Data in this exercise:
PR #656, opened 2017-04-30
libvirtd: add address_to method

sargon:
The mechanism generating the extraHosts declaration is calling this
method. So without it, the extraHosts stays basic and
inter machine communication can't defined in a sane way.
Furthermore without this the libvirtd backend dosnt' behave like
manual is stating.


rbvermaa:
Committed in 78c732c

rbvermaa:
Sorry for the delay, libvirtd was broken on NixOS 17.03 for a while, so I wasn't able to test until now.

PR #658, opened 2017-05-06
Add `--no-build-output` option

ip1981:
Useful in unattended systems for continuous integration / delivery.

Workaround is to create wrappers for `nix-build`. 

P. S. In conjunction with https://github.com/NixOS/nix/issues/443#issuecomment-296752535 :)


domenkozar:
I'd prefer to call `--no-build-output` not to make too much of a mess.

Activity: Start copying at the line that contains "P. S. In conjunction" and stop after the last line of the records, keeping every line exactly.

Result of this exercise:
P. S. In conjunction with https://github.com/NixOS/nix/issues/443#issuecomment-296752535 :)


domenkozar:
I'd prefer to call `--no-build-output` not to make too much of a mess.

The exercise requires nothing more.